PR #1365, opened 2019-06-20
2-pass Rate Control from Tim

dwbuiten:
I did a preliminary review while this was on pastebin.

More comments welcome.

crav1e will need to be updated.

### DIFF
--- a/src/bin/common.rs
+++ b/src/bin/common.rs
@@ -34,6 +34,8 @@ pub struct CliOptions {
   pub skip: usize,
   pub verbose: bool,
   pub threads: usize,
+  pub pass1file_name: Option<String>,
+  pub pass2file_name: Option<String>
 }
 
 pub fn parse_cli() -> CliOptions {
@@ -82,12 +84,16 @@ pub fn parse_cli() -> CliOptions {
     )
     // ENCODING SETTINGS
     .arg(
-      Arg::with_name("PASS")
-        .help("Specify first-pass or second-pass to run as a two-pass encode; If not provided, will run a one-pass encode")
-        .short("p")
-        .long("pass")
+      Arg::with_name("FIRST_PASS")
+        .help("Perform the first pass of a two-pass encode, saving the pass data to the specified file for future passes")
+        .long("first-pass")
         .takes_value(true)
-        .possible_values(&["1", "2"])
+    )
+    .arg(
+      Arg::with_name("SECOND_PASS")
+        .help("Perform the second pass of a two-pass encode, reading the pass data saved from a previous pass from the specified file")
+        .long("second-pass")
+        .takes_value(true)
     )
     .arg(
       Arg::with_name("LIMIT")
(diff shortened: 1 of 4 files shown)


dwbuiten:
Some of your suggestions are bloody terrible, Clippy.

gnafuthegreat:
It seems '--first-pass' and '--second-pass' require arguments (seems 'true' worked), but I was expecting them to be switches (like '--low_latency').  What is the expected behavior for these?

lu-zero:
I'm at the meetup, I'll try to see if there something we can do that is better than this +__+

tdaede:
We turn clippy on and off per lint, so if there's something that's really dumb we can just turn it off.

dwbuiten:
Most of its suggestions are kinda OK. Putting a `_` in the magic and e.g. `0x7FFFFFFF` -> `0x7FFF_FFFF` seems real silly.

src/bin/common.rs
```diff
@@ -82,12 +84,16 @@ pub fn parse_cli() -> CliOptions {
     )
     // ENCODING SETTINGS
     .arg(
-      Arg::with_name("PASS")
-        .help("Specify first-pass or second-pass to run as a two-pass encode; If not provided, will run a one-pass encode")
-        .short("p")
-        .long("pass")
+      Arg::with_name("FIRST_PASS")
```
tdaede: Maybe call this FIRST_PASS_FILE for more clarity in --help?

src/bin/common.rs
```diff
@@ -82,12 +84,16 @@ pub fn parse_cli() -> CliOptions {
...
+        .help("Perform the first pass of a two-pass encode, saving the pass data to the specified file for future passes")
+        .long("first-pass")
+        .takes_value(true)
+    )
+    .arg(
+      Arg::with_name("SECOND_PASS")
```
tdaede: SECOND_PASS_INPUT_FILE maybe?

src/bin/common.rs
dwbuiten: I thought it was silly to add new options in the first place instead of using `--stats` and `--pass`... Perhaps ask Tim?

src/bin/common.rs
dwbuiten: See other reply.

dwbuiten:
> Looks OK. We already have bit serialization code used for the uncompressed header, it might be nice to use that. But meh.

Which parts?

src/bin/common.rs
tdaede: Yeah that makes sense. The previous --stats option actually outputs a "human readable" json file rather than the machine-readable first pass file... we could rename that one to something else.

I think potentially the idea of the two options is to allow x many passes, by both having a pass input and output file at the same time.

shssoichiro: I would suggest there's no reason not to have them be the same JSON file. The intent behind the JSON output file is that someone could write a script to extract data they cared about from the first-pass file (e.g. keyframe numbers). I don't think it would conflict with that goal to have additional fields in that file, and having just one stats file would be simpler IMO.

dwbuiten: I'm strongly against having a JSON based stats file, especially when we introduce temportal RDO, which has a *lot* of data...

lu-zero: We already use bincode for the machine-readable file for the train-rdo, we can use it for the pass files.

lu-zero: I do not have a strong opinion. What works well for you works for me :)

dwbuiten:
> I think potentially the idea of the two options is to allow x many passes, by both having a pass input and output file at the same time.

Merging as-is right now then with a go-ahead from IRC. The CLI options aren't API, so we can revisit them if need be.

PR #1366, opened 2019-06-20
Address codeview's suggestion in PR #1364; not a bugfix

xiphmont:
Clarification suggested by Yushin; I agree I was being over-paranoid
in rows/cols setup, and the paranoia is just going to confuse someone
eventually.


ycho:
Yay- you know I never blamed though. I guess that Mar's Rover would have such code as well! Thanks for addressing this!

PR #1368, opened 2019-06-20
Clean up subsampled block size and chroma transform size functions

rzumer:
Requesting @ycho for review as the last person who touched this code, but if someone else wants to review please go ahead.

I found the format of the `Subsampled_Size` table (which is equivalent to `ss_size_lookup`) to be difficult to read, and there is unnecessary data for subsampling in the vertical but not horizontal direction (which does not correspond to any supported color space). It is replaced here with pattern matching. It is a bit longer than the LUT but more readable in my opinion.

There were also some errors in the `ss_size_lookup` tables, mostly block sizes that should be invalid that were not marked as such in 4:2:2. I used the specification as reference for this conversion.

### DIFF
--- a/src/partition.rs
+++ b/src/partition.rs
@@ -236,8 +236,52 @@ impl BlockSize {
     }
   }
 
+  /// Source: Subsampled_Size (AV1 specification section 5.11.38)
+  pub fn subsampled_size(self, xdec: usize, ydec: usize) -> BlockSize {
+    match (xdec, ydec) {
+      (0, 0) /* 4:4:4 */ => self,
+      (1, 0) /* 4:2:2 */ => match self {
+        BLOCK_4X4 | BLOCK_8X4 => BLOCK_4X4,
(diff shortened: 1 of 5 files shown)


src/partition.rs
```diff
@@ -226,8 +226,52 @@ impl BlockSize {
     }
   }
 
+  /// Source: Subsampled_Size (AV1 specification section 5.11.38)
+  pub fn subsampled_size(self, xdec: usize, ydec: usize) -> BlockSize {
+    match (xdec, ydec) {
+      (0, 0) /* 4:4:4 */ => self,
+      (1, 0) /* 4:2:2 */ => match self {
+        BLOCK_4X4 | BLOCK_8X4 => BLOCK_4X4,
```
ycho: Right, this is rustic way!
The whole ss_size_lookup[ ] table and how ss_size is lookup-ed has been hastly copied from libaom.

rzumer:
Just force-pushed to rebase on top of master.

PR #1369, opened 2019-06-20
Disable unreadable literal lint.

tdaede:
It works OK for decimals but splits hex unnecessarily. If it
gets an option for controlling how sensitive it is, we can turn
it back on.


dwbuiten:
LGTM, I suppose.

Does it really not have a way to confine it to decimals?

tdaede:
https://github.com/rust-lang/rust-clippy/issues/2842

PR #1372, opened 2019-06-20
Fix vertical partitions being coded for 4:2:2 content

rzumer:
One branch was allowing vertical partitions to be added to the list.

Also panic with a more friendly error message instead of trying to access an array out of bounds when trying to code such an invalid partition.

### DIFF
--- a/src/encoder.rs
+++ b/src/encoder.rs
@@ -1780,7 +1780,13 @@ fn encode_partition_topdown<T: Pixel, W: Writer>(
       if split_horz { partition_types.push(PartitionType::PARTITION_HORZ); };
       if split_vert { partition_types.push(PartitionType::PARTITION_VERT); };
     } else if bsize.width_log2() == fi.min_partition_size.width_log2() + 1 {
-      partition_types.extend_from_slice(RAV1E_PARTITION_TYPES);
+      partition_types.push(PartitionType::PARTITION_NONE);
+      partition_types.push(PartitionType::PARTITION_SPLIT);
+      partition_types.push(PartitionType::PARTITION_HORZ);
+
+      if fi.sequence.chroma_sampling != ChromaSampling::Cs422 {
+        partition_types.push(PartitionType::PARTITION_VERT);
+      }
     } else {
       partition_types.push(PartitionType::PARTITION_NONE);
       partition_types.push(PartitionType::PARTITION_SPLIT);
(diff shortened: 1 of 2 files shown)


src/partition.rs
```diff
@@ -280,6 +280,10 @@ impl BlockSize {
 
   pub fn largest_chroma_tx_size(self, xdec: usize, ydec: usize) -> TxSize {
     let plane_bsize = self.subsampled_size(xdec, ydec);
+    if plane_bsize == BLOCK_INVALID {
+      panic!("invalid block size for this subsampling mode");
```
tdaede: Can we put this panic in subsampled_size instead? I'd love to get rid of the BLOCK_INVALID enum value.

rzumer: There are other areas in the code where the output of `subsampled_size()` is checked, so it is not doable without bigger changes.

tdaede: OK. We can leave that for some other time.

(or right now, I might do it)

rzumer: Sounds good.

src/encoder.rs
```diff
@@ -1780,7 +1780,13 @@ fn encode_partition_topdown<T: Pixel, W: Writer>(
       if split_horz { partition_types.push(PartitionType::PARTITION_HORZ); };
       if split_vert { partition_types.push(PartitionType::PARTITION_VERT); };
     } else if bsize.width_log2() == fi.min_partition_size.width_log2() + 1 {
-      partition_types.extend_from_slice(RAV1E_PARTITION_TYPES);
+      partition_types.push(PartitionType::PARTITION_NONE);
+      partition_types.push(PartitionType::PARTITION_SPLIT);
```
ycho: I'd like to share that changing the order of partition type causes a change in bitstream thus in AWCY bd-rate results (ignorable, < 0.02%, presumably due to equality condition). https://beta.arewecompressedyet.com/?job=master-c84872d70f7fd741d7c3c03cf44cf5e4cf1ea21d&job=master-bbb8e24938cf5fc047ce43f4fd55b95e62e0c953

Please note that changing the order of partition type test is fine with current topdown strategy but not allowed with bottomup fashion.

rzumer: Thank you for pointing this out, will fix.

rzumer: It seems in the `must_split` case if we use the same order as `RAV1E_PARTITION_TYPES` there is actually a small loss in average BD-rate (0.14).

PR #1373, opened 2019-06-21
Disable intra tx partition

ycho:
Disable transform partition for intra mode block
    
    Until the two functons has_tr() and has_bl() is fixed to use partition type info
    or add new two separate versions, disable intra tx partition.
    
    Our existing has_tr() and has_bl() have been shared by both mvref and intra prediction uses,
    and it works if partition size == tx block size.
    However, it can fail if multiple tx blocks exist in a partition, due to missing logic
    to decide the availability of top right and bottom left pixels based on partition type.
    
    Then, enable the disabled directional intra prediction
    since it works if no tx partition is done.

### DIFF
--- a/src/encoder.rs
+++ b/src/encoder.rs
@@ -635,7 +635,8 @@ impl<T: Pixel> FrameInvariants<T> {
       fi.ref_frames[i] = 0;
     }
 
-    fi.tx_mode_select = fi.config.speed_settings.rdo_tx_decision;
+    // Until has_tr() and has_bl() is fixed to use partition info, disable intra tx partition
+    fi.tx_mode_select = false;
 
     fi
   }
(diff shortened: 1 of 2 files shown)


ycho:
AWCY runs the commits, so I can post the results soon.

ycho:
This PR does not affect speed level 4~10, since those does not use tx_size RDO.

[AWCY result, disabled tx partition + enable back directional intra prediction at default speed 5](https://beta.arewecompressedyet.com/?job=master-72c47ecfeba33b4d839c9f10584574c1ef892a9c&job=enable_back_dir_intra_pred%402019-06-21T21%3A57%3A37.757Z)

| -0.5290 | -0.6753 | -0.7057 |  -0.6093 | -0.7094 | -0.6987 |    -0.6883 |

Issue #1286, opened 2019-05-20
Desync since LRF refactor


ycho:
Desync between encoder and decoder occurs with the use of 2x2 tiles.

git checkout 465360f63d60b42bdd313a96abf94d376b89f11d -b 465360f6
(Older version seems having same issue
git checkout 8058856aa6950e827c930aadb350f77823893156 -b 8058856aa)

./target/release/rav1e ~/sequences/objective-1-fast/ducks_take_off_1080p50_60f.y4m -o test.ivf -r test_rec.y4m --quantizer 60 --speed=5 --limit=2 --tile-rows-log2 1 --tile-cols-log2 1 --tune Psnr --low_latency

cmp test_rec.yuv test_dec.yuv
test_rec.yuv test_dec.yuv differ: char 11923177, line 1
==> It seems 4th frame has mismatch. (Since frame size = 1920x1080x1.5)

If the tile options "--tile-rows-log2 0 --tile-cols-log2 0", there is no desync.

ycho:
Update, if --quantizer 10 (with 2x2 tiles), the desync has gone.
"--quantizer 100" still has desync

ycho:
It turns out, using the same enc options above but w/o tiles, older commit before TILE has landed desyncs as well.

tmatth:
```
e7ac4a56bd3f7141bf5f7e29e05a04d02ba7bc81 is the first bad commit
commit e7ac4a56bd3f7141bf5f7e29e05a04d02ba7bc81
Author: Monty Montgomery <xiphmont@gmail.com>
Date:   Tue Jan 22 02:52:46 2019 -0500

    Ongoing optimization and refactoring work for LRF RDO
    
    Unroll various boundary cases to get a better feel for expression flow.
```

ycho:
> According to git bisect:
> 
> ```
> e7ac4a56bd3f7141bf5f7e29e05a04d02ba7bc81 is the first bad commit
> commit e7ac4a56bd3f7141bf5f7e29e05a04d02ba7bc81
> Author: Monty Montgomery <xiphmont@gmail.com>
> Date:   Tue Jan 22 02:52:46 2019 -0500
> 
>     Ongoing optimization and refactoring work for LRF RDO
>     
>     Unroll various boundary cases to get a better feel for expression flow.
> ```
> 
[...]

PR #1375, opened 2019-06-21
Fix for #1286: desync in LRF--- not desunc anymore

xiphmont:
Correct subtle bug: LRF filters pixel source (cdef or deblock) is
chosen according to y coordinate after clamping to crop-frame, not
before.  Bug only appears at bottom-of-frame.

### DIFF
--- a/src/lrf.rs
+++ b/src/lrf.rs
@@ -131,32 +131,30 @@ fn sgrproj_box_sum_slow<T: Pixel>(a: &mut u32, b: &mut u32,
                                   stripe_y: isize, stripe_h: usize,
                                   x: isize, y: isize,
                                   r: usize, n: u32, one_over_n: u32, s: u32, bdm8: usize,
-                                  backing: &PlaneSlice<T>, backing_w: usize, backing_h: usize,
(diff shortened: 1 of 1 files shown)


src/lrf.rs
```diff
@@ -255,23 +252,21 @@ fn sgrproj_box_sum_fastx_r2<T: Pixel>(a: &mut u32, b: &mut u32,
...
                                       s: u32, bdm8: usize,
-                                      backing: &PlaneSlice<T>, backing_h: usize,
-                                      cdeffed: &PlaneSlice<T>, cdeffed_h: usize) {
+                                      backing: &PlaneSlice<T>, cdeffed: &PlaneSlice<T>,
+                                      crop_h: usize) {
   let mut ssq = 0;
   let mut sum = 0;
   for yi in y - 2..=y + 2 {
+    // clamp to crop rectangle before deciding source.
+    let clamp_y = clamp(yi, -cdeffed.y, crop_h as isize - 1);
```
lu-zero: Maybe this logic could be factored out since it is used in two places (and then we could put a note on it to remember why it exists).

PR #1635, opened 2019-02-08
Fixed missing EBEAN_PROPS_FILE loading

mrmx:
Trying to honor EBEAN_PROPS_FILE env property found that bug..


rbygrave:
Thanks !!

PR #1637, opened 2019-02-10
build on jdk11

rPraml:
Hello Rob,

please take a look at these changes, they would add JDK11 build support.
- They require a new agentloader: https://github.com/avaje-common/avaje-agentloader/pull/6
- There is the same bug in javadoc generation, so skip javadoc generation

cheers
Roland

### DIFF
--- a/pom.xml
+++ b/pom.xml
@@ -188,6 +188,22 @@
       <scope>provided</scope>
     </dependency>
 
+    <!-- Provided scope to compile with java 11 -->
+    <dependency>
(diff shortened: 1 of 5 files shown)


pom.xml
```diff
@@ -222,7 +238,7 @@
     <dependency>
       <groupId>org.avaje</groupId>
       <artifactId>avaje-agentloader</artifactId>
-      <version>2.1.2</version>
+      <version>3.0.0-SNAPSHOT</version>
```
rPraml: Requires a release first

Issue #1630, opened 2019-02-05
ENH: Improve jdbc batch use when persisting ManyToMany intersection changes


rbygrave:
In essence currently Ebean is flushing more than ideal when batch persisting beans that have ManyToMany changes. 

This change would queue and batch the ManyToMany intersection changes to get better jdbc batch utilisation.

PR #1638, opened 2019-02-11
 FIX: When saving multiple m2m beans, only last m2m wins (Regression due #1630)

rPraml:
When saving multiple m2m relations, only the last relation did win.


rbygrave:
Cool - thanks !!!

Issue #1640, opened 2019-02-17
For Postgres support mapping InetAddress to INET db column


rbygrave:
Note that Postgres INET DB column supports IpV6 address types + address ranges.

For this we are adding the `ebean-types` project that contains `io.ebean.type.Inet` and `io.ebean.type.Cdir`.  These are value types that:
- Wrap string values of IP addresses and ranges
- Don't have any validation (that is expected to be done externally)
- Don't have any DNS lookup or network validation (unlike some use of InetAddress).

That is, `io.ebean.type.Inet` and `io.ebean.type.Cdir` are types that can be used instead of `java.net.InetAddress` (and for Postgres these map to `INET` and `CDIR` database types.

yholkamp:
Regarding the note, the [PostgreSQL docs](https://www.postgresql.org/docs/11/datatype-net-types.html) note that the `inet` column maybe be used to store both IPv4 and IPv6 addresses, there may be another reason the test is failing in this scenario.

rbygrave:
@yholkamp   Quite right.  There was a problem with the IPv6 conversion being used.  Test using INET with IPv6 address working now.

java.net.InetAddress looks like a problem for range addresses like `2001:4f8:3:ba::/64` and `2001:4f8:3:ba:2e0:81ff:fe22:d1f1/128`.  

I am thinking it might be good to have a type (value type) that we could use instead of java.net.InetAddress that works in raw string values avoiding any dns lookup and supports all valid `inet` input such as ranges.  For this `Inet value type` DNS lookup and validation would be external to it ... developers would translate it to java.net.InetAddress if/when needed.

PR #1641, opened 2019-02-17
#1640 - For Postgres support mapping InetAddress to INET db column

rbygrave:


rbygrave:
With this second commit, this PR is now ready.

PR #1668, opened 2019-04-08
Fix check constraint support for MariaDB >= 10.2.1

rPraml:
Starting with MariaDB 10.2.1, the "check constraint" on columns are honored.
This conflicts with the migration scripts. See details https://groups.google.com/forum/#!topic/ebean/luFN-2xBkUw

So, this patch disables check constraints by default. It is currently possible to enable check constraints with the system property `ebean.mysql.useCheckConstraint` - but this is only recommended, if you use  mysql >=8.0.16 or mariadb  10.2.1


rbygrave:
Good stuff - thanks.

Issue #1447, opened 2018-07-05
Delete query ... should honour cascading delete if defined


rbygrave:
Unit cases added by PR #1445

### Steps to reproduce

Deleting OtoUser ... should cascade delete to OtoUserOptional due to the cascade ALL on the relationship.

The cascade should happen with both delete a bean and delete by query. 

```java
@Entity
@Table(name = "oto_user_model")
public class OtoUser extends BaseModel {

  String name;
  
  @OneToOne(optional = true, cascade = CascadeType.ALL)
  OtoUserOptional userOptional;
```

-----

TASK INSTRUCTIONS:
In the records above, find every line with the word "results" and copy it.

OUTPUT FOR THIS EXERCISE:
ycho: I'd like to share that changing the order of partition type causes a change in bitstream thus in AWCY bd-rate results (ignorable, < 0.02%, presumably due to equality condition). https://beta.arewecompressedyet.com/?job=master-c84872d70f7fd741d7c3c03cf44cf5e4cf1ea21d&job=master-bbb8e24938cf5fc047ce43f4fd55b95e62e0c953
AWCY runs the commits, so I can post the results soon.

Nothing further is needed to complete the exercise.